The first part of the script simply includes the Nuvla Python API and a few other dependencies, ensures that the expected environmental variables are set, and then initialises the Nuvla Python client. This is standard boilerplate code that can be duplicated for any customised image.

The second section reads the data object metadata and provides links to the directory where the Jupyter Notebook expects to find files for analysis. Additionally, the code organises the links into a hierarchy based on the metadata; this organisation is a more logical organisation of these files for users in this scientific domain. Other domains will have their own metadata and will want to organise their files differently.

The last section generates a random access token, saves this in a file for the start-service.sh script, and then writes this value to the jupyter-token output parameter. This pattern can be repeated for any output parameters that you define for your containers.

Hands On Exercises

Choose an image to customise via output parameters and/or access to data managed through Nuvla. Use the Jupyter Notebook example as a guideline for performing this customisation.

You might consider using one of the following images:

nginx: Mount data selected through Nuvla into the web server’s root directory.
rocker/rstudio-stable: Generate a random password for the image and publish it via an output parameter.

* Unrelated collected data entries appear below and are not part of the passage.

PR #824, opened 2022-09-18
Echam6 wiso nudging

pgierz:
Includes new code required for ECHAM6 to be run in nudging mode as a scenario. 

@mwerner-awi, you can use this pull request to keep an eye on our progress putting this in (should be fast once Miguel and I clarify how much we want this in the test suite, I would guess. More info on that below)

@mandresm: Martin has 2 projects (if I remember correctly) that will require nudging, and while that is not a particularly common use case among the majority of our current users, it might be good to also get this under the testing suite. What would you need to get that to happen? I guess an example runscript? For those who do not know, the `esm-tests` program which Miguel designed runs against every change in the code, and ensures that the generated compile and run scripts match against a version which we know "works" (barring any weird hardware things which we cannot really test against)

There were also a few "pain points" Martin and I discussed in getting this implemented, so maybe we could briefly sit together (also with Martin, and virtually if needed) to see how we can make it easier to have end-users do a form of "self service implementation" for new things we did not think of. Maybe also @JanStreffing could give us some hints, but (fortunately for us) Jan is way deeper into the core than the everyday user. Still, it would good to know if we need documentation updates, better examples, and so forth.

@seb-wahl for the Kiel side: Nothing I saw here would bite with the GEOMAR runs using ECHAM, but maybe just for info in case anyone in Kiel also wants to use that sort of setup, this will be available in the main branch soon.


pgierz:
For now, I will keep this PR in draft mode until we have a brief chance to discuss.

configs/components/echam/echam.yaml
```diff
@@ -352,6 +352,9 @@ choose_scenario:
                         swflux: 1950swflux
                         volcir: 1950volcir
                         volcsw: 1950volcsw
+        # new scenario NUDG for ECHAM6-wiso nudged simulations (M. Werner, 09/2022)
+        NUDG:
```
pgierz: To my knowledge, there is no requirement for scenario names to be short, so we can be explicit here. Small level peanuts changes:

```suggestion
        NUDGING:
```

configs/components/jsbach/jsbach.yaml
```diff
@@ -297,6 +297,10 @@ choose_version:
                                 forcing_files:
                                         LU: LU_1950
                                         LU_trans: LU_trans_none
+                        # new scenario NUDG for ECHAM6-wiso nudged simulations (M. Werner, 09/2022)
+                        NUDG:
```
pgierz: As above:
```suggestion
                        NUDGING:
```

namelists/echam/6.3.05p2-wiso/NUDG/namelist.echam
```diff
@@ -0,0 +1,131 @@
...
+    lpost = 0
+/
+&set_stream ! 'default veg'
+    stream = 'veg'
+    lpost = 0
+/
+&set_stream ! 'default yasso'
+    stream = 'yasso'
+    lpost = 0
+/
```
pgierz: We might need to check that these output file settings match up with the movement (copy, move, or link) of output to the correct folders

pgierz (commented):
All changes make sense, but there are some small considerations we might need to think about before we integrate into the main branch.

mandresm:
> Martin has 2 projects (if I remember correctly) that will require nudging, and while that is not a particularly common use case among the majority of our current users, it might be good to also get this under the testing suite. What would you need to get that to happen? I guess an example runscript?

Essentially that's the only thing I need. If you have different runscripts for support in different computers (where the differences are mainly the pool paths) I'll be interested in having all of them.

> There were also a few "pain points" Martin and I discussed in getting this implemented, so maybe we could briefly sit together (also with Martin, and virtually if needed) to see how we can make it easier to have end-users do a form of "self service implementation" for new things we did not think of.

Sure, it would be great to get Martin's input.

configs/components/echam/echam.yaml
```diff
@@ -352,6 +352,9 @@ choose_scenario:
...
+                dataset: r0007
```
mandresm: Doesn't `r0008` have nudging files? If it does, but you want to use `r0007` for a given experiment, wouldn't this belong to the runscript instead, and not to a `NUDG` scenario?

configs/components/jsbach/jsbach.yaml
mandresm: Similarly to the comment above: is this  a general thing for nudging or is just specific to the experiment you are using for the implementation of the nudging support?

runscripts/echam/echam-nudging-ollie-restart-monthly.yaml
```diff
@@ -0,0 +1,258 @@
...
+      - glday
+      - aclcim
+      - rad
+      - sp6h
+      - glim
+      - spim
+      
+    forcing_sources:
+    
+        # ERA5 fording files
```
mandresm:
```suggestion
        # ERA5 forcing files
```

runscripts/echam/echam-nudging-ollie-restart-monthly.yaml
```diff
@@ -0,0 +1,258 @@
...
+        
+        era5_atm: "/work/ollie/paleodyn/nudging/ERA5/atmos/T63/era5${echam.res}${echam.levels}_${echam.current_date!syear}${echam.current_date!smonth}.nc"
+        
+        sst_previous: "/work/ollie/paleodyn/nudging/ERA5/sea/T63/T63_era5sst_$(( ${echam.current_date!syear} - 1 )).nc"
+        sst_current:  "/work/ollie/paleodyn/nudging/ERA5/sea/T63/T63_era5sst_${echam.current_date!syear}.nc"
+        sst_next:     "/work/ollie/paleodyn/nudging/ERA5/sea/T63/T63_era5sst_$(( ${echam.current_date!syear} + 1 )).nc"       
+        sst_next2:    "/work/ollie/paleodyn/nudging/ERA5/sea/T63/T63_era5sst_$(( ${echam.current_date!syear} + 2 )).nc"
```
mandresm: You can use the following to simplify this type of syntax:
```yaml
echam:
    add_forcing_sources:
        sst: "/work/ollie/paleodyn/nudging/ERA5/sea/T63/T63_era5sst_@YEAR@.nc"
    
    add_forcing_additional_information:
        sst:
                - need_year_before
                - need_year_after
                - need_2years_after
```

namelists/echam/6.3.05p2-wiso/NUDG/namelist.echam
```diff
@@ -0,0 +1,131 @@
...
+    out_expname = 'NUDGING_ERA5_T63L47'
+    rerun_filetype = 4
+    delta_time = 450
+    putdata = 6, 'hours', 'last', 0
+    lamip = .true.
+    lnudge = .true.
+    lcouple = .false.
+    lcouple_co2 = .false.
+    default_output = .false.
+    l_orbvsop87 = .true.
```
mandresm: We could control the deviations from a standard namelist, needed for nudging through a `choose_with_nudging` switch. In this way we can combine the different scenarios already available with nudging (a more modular approach)

mandresm (changes requested):
Is nudging conceptually an scenario? If it's not I would suggest that we make a `choose_` bloc specifically for the nudging and avoid mixing it with the scenarios:
```
echam:
    with_nudging: False # Default false, can be set to true within the runscript
    choose_with_nudging:
        True:
            add_namelist_changes:
                [ ... ]
            add_forcing_files:
                [ ... ]
            [ ... ]
```
This should allow to separate information that is specific to scenarios from the information that is specific to the nudging.

A lot of the `forcing_sources` and `forcing_in_work` can probably be generalized for Ollie and Levante, and moved into the `configs/components/echam/echam.dataset.yaml` and `configs/components/jsbach/jsbach.dataset.yaml`.

I'm not entirely sure that all my comments make sense, since they are based on the assumption that nudging is not conceptually an scenario (you can have ssp scenarios with nudging right?).

IMO, whether you would want to generalize and modularize the nudging, or not, depends entirely on how many people will be using this feature, how often they would use it with different scenarios, how many machines... It's of course always better to have it well generalized from the beginning, a good example for a bad generalization its consequences is the current state of the ECHAM and JSBACH yamls.

pgierz:
From my side: I would say even if it is only a handful of people for right now, it  would be useful to generalise this. One never knows how many other people might want this in the future. Additionally, having this in the tools directly is more likely to be around in 2 years (or, well, X amount of time) than in someone's private runscript.

pgierz:
To the point scenario or not: I can here only speculate as my own scientific work never used nudging. However I would (gut feeling) categorise this more as a simulation "feature" than a "scenario". For me that falls broadly into the same bucket as enabling freshwater perturbation (hosing) or enabling isotopes.

mwerner-awi:
Hi Paul,

Thanks fro taking care of this.

During the next week I am fully occupied with a European training school that we are organising at AWI.

I will check the file movements and answer your other questions the week after. There is no hurry to bring it into the main esm_tools branch, but I have just already pushed an example runscript to the new echam6-wiso-nudging branch.

Janina can meanwhile start to work with the version in the echam6-wiso-nudging branch.

Best, Martin



Am 18.09.2022 um 20:33 schrieb Paul Gierz ***@***.******@***.***>>:



@pgierz commented on this pull request.

All changes make sense, but there are some small considerations we might need to think about before we integrate into the main branch.

________________________________

In configs/components/echam/echam.yaml<https://github.com/esm-tools/esm_tools/pull/824#discussion_r973752482>:

> @@ -352,6 +352,9 @@ choose_scenario:
                         swflux: 1950swflux
                         volcir: 1950volcir
                         volcsw: 1950volcsw
+        # new scenario NUDG for ECHAM6-wiso nudged simulations (M. Werner, 09/2022)
+        NUDG:


To my knowledge, there is no requirement for scenario names to be short, so we can be explicit here. Small level peanuts changes:

⬇️ Suggested change

-        NUDG:
+        NUDGING:


________________________________

In configs/components/jsbach/jsbach.yaml<https://github.com/esm-tools/esm_tools/pull/824#discussion_r973752524>:

> @@ -297,6 +297,10 @@ choose_version:
                                 forcing_files:
                                         LU: LU_1950
                                         LU_trans: LU_trans_none
+                        # new scenario NUDG for ECHAM6-wiso nudged simulations (M. Werner, 09/2022)
+                        NUDG:


As above:

⬇️ Suggested change

-                        NUDG:
+                        NUDGING:


________________________________

In namelists/echam/6.3.05p2-wiso/NUDG/namelist.echam<https://github.com/esm-tools/esm_tools/pull/824#discussion_r973759239>:

> +&mvstreamctl ! 'default spm glm g3bm'
+    filetag = 'echam'
+    source = 'sp', 'gl', 'g3b'
+/
+&mvstreamctl ! 'default co2m'
+    filetag = 'co2'
+    source = 'co2'
+/
+&mvstreamctl ! 'default surfm'
+    filetag = 'surf'
+    source = 'surf'
+/
+&mvstreamctl ! 'default tracerm'
+    filetag = 'tracer'
+    source = 'tracer'
+/
+&mvstreamctl ! 'default jsbachm'
+    filetag = 'jsbach'
+    source = 'jsbach'
+/
+&mvstreamctl ! 'default landm'
+    filetag = 'land'
+    source = 'land'
+/
+&mvstreamctl ! 'default vegm'
+    filetag = 'veg'
+    source = 'veg'
+/
+&mvstreamctl ! 'default yassom'
+    filetag = 'yasso'
+    source = 'yasso'
+/
+&set_stream ! 'default jsbach'
+    stream = 'jsbach'
+    lpost = 0
+/
+&set_stream ! 'default land'
+    stream = 'land'
+    lpost = 0
+/
+&set_stream ! 'default veg'
+    stream = 'veg'
+    lpost = 0
+/
+&set_stream ! 'default yasso'
+    stream = 'yasso'
+    lpost = 0
+/


We might need to check that these output file settings match up with the movement (copy, move, or link) of output to the correct folders

configs/components/echam/echam.yaml
pgierz: Which files are directly needed for nudging? Maybe it is an idea to add these as a separate listing instead of from a dataset? That would gain some independent control of the dataset and the nudging files, unless there is a good reason to link these two together.

runscripts/echam/echam-nudging-ollie-restart-monthly.yaml
pgierz: Is the `need_2years_after` a standard? I had not seen that before.

namelists/echam/6.3.05p2-wiso/NUDG/namelist.echam
pgierz: Agree with Miguel: we should only get the exact changes required that differ between a standard namelist and a nudging friendly one. I'll make a comparison later this afternoon.

mwerner-awi:
Hi @pgierz and @mandresm,

I've finally found some time to answer your questions (see my specific comments above).

Just two more general remarks:

- I fully agree that nudging is not a scenario, but rather an optional mode how to run the ECHAM model. Nudging can be applied to different scenarios. I just added the `NUDG` scenario, because I didn't find any other possibility to change the default dataset linked to a specific scenario. E.g., the `PI` scenario uses the `r008` dataset, but for our specific experiment we needed `r007`. If there is a way to set/change the dataset via the yaml runscript, this would be a much better solution.
- Most changes in `NUDG/namelist.echam` can probably be done via the yaml runscript of a specific experiment. However, I did not know any solution how to change setting of different ECHAM output streams via the runscript. If this is somehow possible, the new `NUDG/namelist.echam` could become obsolete.

If these two issues can be solved, one might not even need to implement an own `choose_` bloc specifically for the nudging (https://github.com/esm-tools/esm_tools/pull/824#pullrequestreview-1112518365), as everything could be controlled by an experiment-specific yaml runscript.

mandresm:
Hi @mwerner-awi,



> * I fully agree that nudging is not a scenario, but rather an optional mode how to run the ECHAM model. Nudging can be applied to different scenarios. I just added the `NUDG` scenario, because I didn't find any other possibility to change the default dataset linked to a specific scenario. E.g., the `PI` scenario uses the `r008` dataset, but for our specific experiment we needed `r007`. If there is a way to set/change the dataset via the yaml runscript, this would be a much better solution.

Every variable defined in a choose in a configuration file (`esm_tools/configs`) can be changed already through the runscript, no matter if that is part of a choose_ block in the configuration files. The way to do that from the runscript will simply be:
```yaml
echam:
    dataset: r0007
```

> * Most changes in `NUDG/namelist.echam` can probably be done via the yaml runscript of a specific experiment. However, I did not know any solution how to change setting of different ECHAM output streams via the runscript. If this is somehow possible, the new `NUDG/namelist.echam` could become obsolete.

It is not yet possible, but we are already designing a feature for that, and we will start prototyping it in the next months. In the mean time, I suggest we keep the `NUDG/namelist.echam` and you can actually select the namelist dir of the namelist also from the runscript with:
```yaml
echam:
    namelist_dir: "${general.esm_namelist_dir}/echam/${version}/NUDG"
```

> If these two issues can be solved, one might not even need to implement an own `choose_` bloc specifically for the nudging ([#824 (review)](https://github.com/esm-tools/esm_tools/pull/824#pullrequestreview-1112518365)), as everything could be controlled by an experiment-specific yaml runscript.

That is true, to me the question is if there are enough things that can be generalized for nudging, that is actually worth reducing the length of the runscript.

mwerner-awi:
Hi @mandresm,

My questions/requests have already been solved. See my comments for the NUDG/namlist.echam and other file changes of my latest commit.

> That is true, to me the question is if there are enough things that can be generalized for nudging, that is actually worth reducing the length of the runscript.

Given the few number of persons running nudged simulations at the moment, I don't think that's necessary.

pgierz:
Hi @mandresm: since @mwerner-awi is happy, what do we still need to clean up to put this in the main branch?

mandresm (commented):
I only have one comment, it seems that the `NUDG` folders for the namelists have been removed, except for `namelists/jsbach/3.20/NUDG/no_dynveg`. Should it be moved to `namelists/jsbach/3.20/HIST/no_dynveg`? @mwerner-awi ?

mwerner-awi:
@mandresm No, it can just be deleted.

Am 17.11.2022 um 11:46 schrieb Miguel ***@***.******@***.***>>:



@mandresm commented on this pull request.

I only have one comment, it seems that the NUDG folders for the namelists have been removed, except for namelists/jsbach/3.20/NUDG/no_dynveg. Should it be moved to namelists/jsbach/3.20/HIST/no_dynveg? @mwerner-awi<https://github.com/mwerner-awi> ?

mandresm (approved):
Thanks Martin!

mandresm:
#bump #patch

PR #829, opened 2022-09-28
Medusa suggestions

mandresm:
Hi Ying,

Find here my suggestions. This won't let you run fesom-medusa yet, but is a step closer to start testing the offline coupling tomorrow. I left some comments on the editions that should answer your questions.

As soon as you approve these changes I will merge them into `feat/medusa`. Once this is merged, can you test that `runscripts/medusa-fesom/fesom-recom-run.yaml` works as a standalone runscript (comenting** the `workflow` part) and that everything looks as it should? This is necessary so that in the next step we can focus on the coupling and we are not distracted by fesom not doing the right thing.


a270105 (approved):
Thank you!

a270105:
Hi Miguel, it is not clear to me where to add the part calling postprecessing_fesom.sh with the input variables. Should it be in fesom.yaml?

mandresm:
> Hi Miguel, it is not clear to me where to add the part calling postprecessing_fesom.sh with the input variables. Should it be in fesom.yaml?

No, just in that line, if that script needs input parameters you can write just on that line the parameters, e.g.:
```yaml
    sript: postprocessing_fesom.sh <param1> <param2> ...
```
The parameters can be esm-tools variables (i.e. `${experiment_dir}`) and they will be substituted before calling the script.

PR #839, opened 2022-10-13
Fix/conda env

mandresm:
Adds an `environment.yaml` for conda. Instructions can be found in the comments of the `utils/environment.yaml`.


pgierz (approved):

mandresm:
@pgierz, just to be clear, I don't think conda is the solution to our problems, but I have found that installing ESM-Tools via conda in my mac was a good way of protecting myself from conflicts with autosubmit. Therefore, I thought I will just push this changes.

mandresm:
#bump

pgierz:
This already went in, but to follow up: "Shielding" is also what the `venv` is supposed to do. I guess the clear message here is that we need some sort of strategy for doing this (even if it is only for developers), and it should be one that we agree on and know how to support. I'm happy to volunteer to write dev-friendly documentation on that, and deal with confused users if we choose a strategy.

I personally have no problem against more active publishing to PyPI for `pip` support (actually, I still do not know why there was so much friction against this from Dirk), or even publishing to the conda service, but I would need to figure out how to do that (and how to do it automatically, in an ideal case).

PR #845, opened 2022-11-12
fix/iterative coupling setup separation

mandresm:
# Problem

When doing offline coupling (iterative coupling), the different models run inside the same general experiment folder. When the workflow manager was put together, it was for vilma-pism where the model dates for vilma and pism do not advance together. This means that for the first vilma chunk the run folder will be named differently than the pism run folder, simply because the time stamp will be different.

With fesom-medusa coupling (being done by @a270105), at least in the first testing phase, we are running both fesom and medusa for the same dates, and that means fesom and medusa both run inside the same `run_` folder , which IMO is unsafe and confusing. Furthermore, some files such as the valuable `finished_config.yaml` (and other logging files) are not stamped with the setup name, which means the second model to run in the current chunk will rewrite the previous files. 

Furthermore, even when the model clocks don't run synchronized, it is pretty confusing to recognize to which model a run/finished_config.yaml/log file belongs.

# Solution
The new `config["general"]["iterative_coupled_model"]` takes values of an empty string when there is not iterative coupling, and with iterative coupling it takes the value `<setup_name>_`, and then this is plugged in into the name of the problematic folders and files, for example:

| No-offline coupling    | Offline coupled fesom        | Offline coupled medusa        | 
|------------------------|------------------------------|-------------------------------|
| run_DATE             | run_fesom_DATE             | run_medusa_DATE             | 
| *_finished_config.yaml | *_fesom_finished_config.yaml | *_medusa_finished_config.yaml |


mandresm:
The only difference in all `esm_tests` is the `iterative_coupled_model` variable.

src/esm_runscripts/chunky_parts.py
```diff
@@ -10,7 +10,7 @@ def setup_correct_chunk_config(config):
     if not config["general"].get("iterative_coupling", False):
         return config
 
-    print("Starting the iterative coupling business")
+    print("Initializing iterative coupling")
```
pgierz, line 13: Thank you! Let's keep it professional 👍

pgierz (approved):
There could be some small things to make this more readable, but that is not so important. Only if you want: you often have a pattern such as

```python
f'{config["general"]["experiment_dir"]}/run_'
         f'{config["general"]["iterative_coupled_model"]}'
         f'{config["general"]["run_datestamp"]}'
```

It might be easier to read to just extract these things beforehand and skip the whole config blah blah blah:

```python
experiment_dir = config["general"]["experiment_dir"]}
coupled_model_name = config["general"]["iterative_coupled_model"]
datestamp = config["general"]["run_datestamp"]

full_name = f"{experiment_dir}/run_{coupled_model_name}_{datestamp}"
```

So, could be a change, but strictly not needed.

mandresm:
> There could be some small things to make this more readable, but that is not so important. Only if you want: you often have a pattern such as
> 
> ```python
> f'{config["general"]["experiment_dir"]}/run_'
>          f'{config["general"]["iterative_coupled_model"]}'
>          f'{config["general"]["run_datestamp"]}'
> ```
> 
> It might be easier to read to just extract these things beforehand and skip the whole config blah blah blah:
> 
> ```python
> experiment_dir = config["general"]["experiment_dir"]}
> coupled_model_name = config["general"]["iterative_coupled_model"]
> datestamp = config["general"]["run_datestamp"]
> 
> full_name = f"{experiment_dir}/run_{coupled_model_name}_{datestamp}"
> ```
> 
> So, could be a change, but strictly not needed.

Those are everywhere, but you are right, I will change that at least for these new lines, so that we make sure what is new is better coded.

mandresm:
#approve-changes

mandresm:
#bump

In all cases, you’ll need to perform the following tasks:

Create a Dockerfile to incorporate your changes into a new image.
Build the container and test the image locally.
Upload the image to a public repository.
Create an app within Nuvla that references your modified container, adding output parameter definitions when appropriate.
Launch the application through Nuvla and verify that the service behaves as expected.

If the container doesn’t start as you expect, you may need to access the logs from Docker Swarm directly to help with the debugging.